那些人看到我手中的鐵條,面露怯色。我洋洋得意地揮舞着鐵條,故意向着他們步步緊逼。他們不得不步步後退,我想着逼退了他們,就能夠和三師叔脫身了。
突然前方煙塵滾滾,路面上走來了一大羣人,他們手中抬着紙糊的花圈和紙糊的櫃子,還有紙糊的童男童女。
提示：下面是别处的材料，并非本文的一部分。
PR #1125, opened 2022-06-26
Make pom.xml depend on the JVM artifact

swankjesse:
This should prevent Maven users from needing to change
their dependencies from okio to okio-jvm. More importantly,
it should also prevent them from inadvertently getting two
different Okio JVM artifacts on their classpaths at once.

### DIFF
--- a/build.gradle.kts
+++ b/build.gradle.kts
@@ -2,6 +2,8 @@ import aQute.bnd.gradle.BundleTaskConvention
 import com.diffplug.gradle.spotless.SpotlessExtension
 import com.vanniktech.maven.publish.MavenPublishBaseExtension
 import com.vanniktech.maven.publish.SonatypeHost
+import groovy.util.Node
+import groovy.util.NodeList
 import java.nio.charset.StandardCharsets
 import org.gradle.api.tasks.testing.logging.TestExceptionFormat
 import org.gradle.api.tasks.testing.logging.TestLogEvent.FAILED
@@ -87,6 +89,7 @@ allprojects {
   }
 
   plugins.withId("com.vanniktech.maven.publish.base") {
+    val publishingExtension = extensions.getByType(PublishingExtension::class.java)
     configure<MavenPublishBaseExtension> {
       publishToMavenCentral(SonatypeHost.S01)
       signAllPublications()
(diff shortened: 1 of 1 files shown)


swankjesse:
We end up with this:

```
<?xml version="1.0" encoding="UTF-8"?>
<project xmlns="http://maven.apache.org/POM/4.0.0" xsi:schemaLocation="http://maven.apache.org/POM/4.0.0 https://maven.apache.org/xsd/maven-4.0.0.xsd" xmlns:xsi="http://www.w3.org/2001/XMLSchema-instance">
  <!-- This module was also published with a richer model, Gradle metadata,  -->
  <!-- which should be used instead. Do not delete the following line which  -->
  <!-- is to indicate to Gradle or any Gradle module metadata file consumer  -->
  <!-- that they should prefer consuming it instead. -->
  <!-- do_not_remove: published-with-gradle-metadata -->
  <modelVersion>4.0.0</modelVersion>
  <groupId>com.squareup.okio</groupId>
  <artifactId>okio</artifactId>
  <version>3.1.0</version>
  <name>okio</name>
  <description>A modern I/O API for Java</description>
  <url>https://github.com/square/okio/</url>
  <licenses>
    <license>
      <name>The Apache Software License, Version 2.0</name>
      <url>http://www.apache.org/licenses/LICENSE-2.0.txt</url>
      <distribution>repo</distribution>
    </license>
  </licenses>
  <developers>
    <developer>
      <id>square</id>
      <name>Square, Inc.</name>
    </developer>
  </developers>
  <scm>
    <connection>scm:git:git://github.com/square/okio.git</connection>
    <developerConnection>scm:git:ssh://git@github.com/square/okio.git</developerConnection>
    <url>https://github.com/square/okio/</url>
  </scm>
  <dependencies>
    <dependency>
      <groupId>com.squareup.okio</groupId>
      <artifactId>okio-jvm</artifactId>
      <version>3.1.0</version>
      <scope>compile</scope>
    </dependency>
  </dependencies>
</project>
```

swankjesse:
🎉 I tested this manually with a Maven project and it worked as expected.

staktrace (approved):

Issue #718, opened 2017-05-18
Synchronously re-mounting a graphql-wrapped component gets it stuck on `loading`


dallonf:
This seems related to #170, but I think it'll be something much simpler to solve.

### Steps to Reproduce

Here's a sample project: https://github.com/dallonf/react-apollo-bug-sync-remount

In a nutshell, a `graphql`-wrapped component is rendered. On user input, the component is unmounted and replaced by another component that immediately, in `componentDidMount`, triggers a re-render that causes the `graphql` component to be re-mounted.

In real-world usage, this type of scenario can be caused by React Router's `<Redirect />` component, for example.

### Buggy Behavior

The `graphql`-wrapped component's `data.loading` prop will be stuck on `true`, even though the network request has been completed, and the query is correctly updated in the Redux store.

### Expected Behavior

The `graphql`-wrapped  component should behave as it did on its initial mount, where `loading` will eventually be set to `false` and its data correctly updated.

### Some more research

The difference between a "stuck" component and a working one seems to be that the `APOLLO_QUERY_STOP` event triggered when it mounted, which effectively resets the recycled query. I'm not sure exactly why this event is so important, but I do know roughly why it isn't being called.

This event is triggered when you unsubscribe from a query; specifically, the `tearDownQuery` call in the `ObservableQuery.prototype.onSubscribe()` method. This only happens when there are _no more observers_ on the query. In this scenario with a synchronous re-mount of a component, there is no point where there are no observers. Here's what happens instead:

1. Component mounts, triggering an observer, let's call it **subscribe1**. There is now 1 observer active.
2. Component loads its data, everything is fine
3. Component unmounts
4. `graphql` starts to recycle the query, calling `setOptions`, which in turn calls `setVariables` and `result`, which ultimately sets up an observer. Let's call it **setOptions**. There are now 2 observers active.
5. As part of the recycling process, a dummy observer is also created, to keep the query alive. Let's call it **recycle**. There are now 3 observers active.
6. Finally, the component unsubscribes from **subscribe1** to finalize the unmounting process. There are now 2 observers active.
7. Component re-mounts
8. Seeing that there is a recycled query available, the component picks it up and tears down its dummy observer, **recycle**. There is now 1 observer active.
9. _Uh oh! This is the part where `APOLLO_QUERY_STOP` should have been called, but there's still an observer active: **setOptions**_
[...]

Issue #667, opened 2017-04-30
networkStatus gets stuck on "2" (setVariables)


SachaG:
Something I've noticed recently: when passing new options to my query container, it can get stuck on `networkStatus = 2` even once the request succeeds. Here's a short screencast to demonstrate the issue:

https://cl.ly/kEWd

Note that this only seems to happen the first time these new options are passed. If I go back and forth between both pages, it'll work the second time. This is with apollo-client 1.1.2 and react-apollo 1.1.1.

Other (maybe related) `networkStatus` issues: 

https://github.com/apollographql/apollo-client/issues/1186
https://github.com/apollographql/react-apollo/issues/170

grossberg:
i have the same issue

Josiang:
i also have the exact same issue

helfer:
Thanks @SachaG! Would anyone be able to provide a reproduction using react-apollo-error-template? 🙂

hiei189:
Is there a workaround? like using another version?

alikhani:
I'm having the same issue.. Any progress?

helfer:
@hiei189  @alikhani I think this issue is similar to another one we're trying to debug (where the loading state doesn't change back), but we could still use a reproduction for this, in case it's not the same.

andreasgruenh:
Hello everybody, I encountered this problem as well and I was able to reproduce this in this repo: https://github.com/andreasgruenh/react-apollo-error-template

Take a look at the PersonDisplay component. It receives an ID as prop and should render the corresponding person. To prevent some old state in the PersonDisplay component, I want it to completly unmount and remount it (by giving it a key prop). When I give this prop from the App component, everything works, when I hand this prop from mapProps HOC, it stops working. It also does not happen with react-apollo 1.0.0

alikhani:
I can try to reproduce it later when I have time. I can confirm that the issue manifests itself in react-apollo@1.0.1. So 1.0.0 works fine.

helfer:
@alikhani what's the latest version of apollo-client (not react-apollo) that it works with and the first version where it breaks?

alikhani:
@helfer I'm importing apollo-client from react-apollo. Not sure how the dependencies work.. 
react-apollo@1.0.0 that works for me has the dependency: apollo-client "^1.0.0-rc.9". In my node_modules the version I find is apollo-client 1.2.2.

[...]

PR #740, opened 2017-06-01
recycled query teardown

jbaxleyiii:
Fix for #718, #667, and probably a lot of other loading issues by removing the current subscription before recycling the observable 

I'm going to add a test in the morning for this, but for all those impacted, this will be released tomorrow after the flow PR is released in AC. 👍 

TODO:

### DIFF
--- a/Changelog.md
+++ b/Changelog.md
@@ -6,7 +6,7 @@
 #### BREAKING FOR TYPESCRIPT USERS
 - Feature: Enhanced typescript definitions to allow for more valid type checking of graphql HOC [PR #695](https://github.com/apollographql/react-apollo/pull/695)
 - Feature: Flow types: [PR #695](https://github.com/apollographql/react-apollo/pull/695)
-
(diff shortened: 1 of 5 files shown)


jbaxleyiii:
@helfer we do have tests, but I'm going to work to improve them some. I think this change isn't the full fix we want and may require apollo-client changes. With this change, on remount you get a loading state then the data. Ideally it shouldn't pass loading state.

One question for thought though:
If you contents from your query, is the query loading? If data means no loading, then we could return loading unless we have the data in which case we could set loading to false

jbaxleyiii:
This will fail until apollo-client PR is approved and released

munyirik:
@jbaxleyiii could you point me to the commit or PR in apollo-client that coincided with this fix? I'm running into https://github.com/apollographql/react-apollo/issues/667 on an apollo-client fork. I'm hoping I can apply the same fix.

分頭看到那些人,興高采烈地揮着手,大聲叫喊着:“快來,這裏有兩個賊娃子。”
那羣人聽到分頭的喊聲,一齊跑過來,他們亂七八糟的腳步聲踩起了紛紛揚揚的塵土,遮天蔽日。我看到情勢不好。趕緊拉着三師叔,掉頭就跑。
那些人追出了二三裏,追不上我們,就停下來。跳着腳叫罵。我不敢還口,拉着三師叔逃出了他們的視線。
我們跑到了一道埝畔下,才氣喘籲籲地汀了腳步。三師叔看着我,一臉尷尬。他可能覺得在晚輩的面前這樣被人追攆,倉皇逃遁,有失長輩的威嚴和尊嚴。
我對三師叔說:“這幾個鄉村蠢夫,要懲治他們,還不是手到擒來。三師叔。你不必傷心。”
三師叔說:“那個分頭最可憎了,污衊我們是賊娃子。其他人都是聽信了他的謊話。”
我信誓旦旦地對三師叔說:“三師叔,你放心,你且看我如何懲治那個分頭,別的人我全都放過。”
那天,我和三師叔在犁溝裏躺到了黃昏來臨,關中平原一望無際,這個季節裏,麥子早就收割了,地裏只剩下半拃高的麥茬。糜子和穀子都種植在溝坡地。我們找不到藏身之地,只能躲在犁溝裏。犁是一種勞動工具。在農村使用廣泛,犁耬耙枺耩子鏵,鐵鍁籠擔和木叉,這些都是在關中農村使用了幾千年的農具。“犁耬耙耮入麥秸,揚場使得左右鍁,趕車能打回頭鞭……”這是對農村技術能人的概括,如果能達到這些,就是農村裏的“能行人”,就是莊稼把式。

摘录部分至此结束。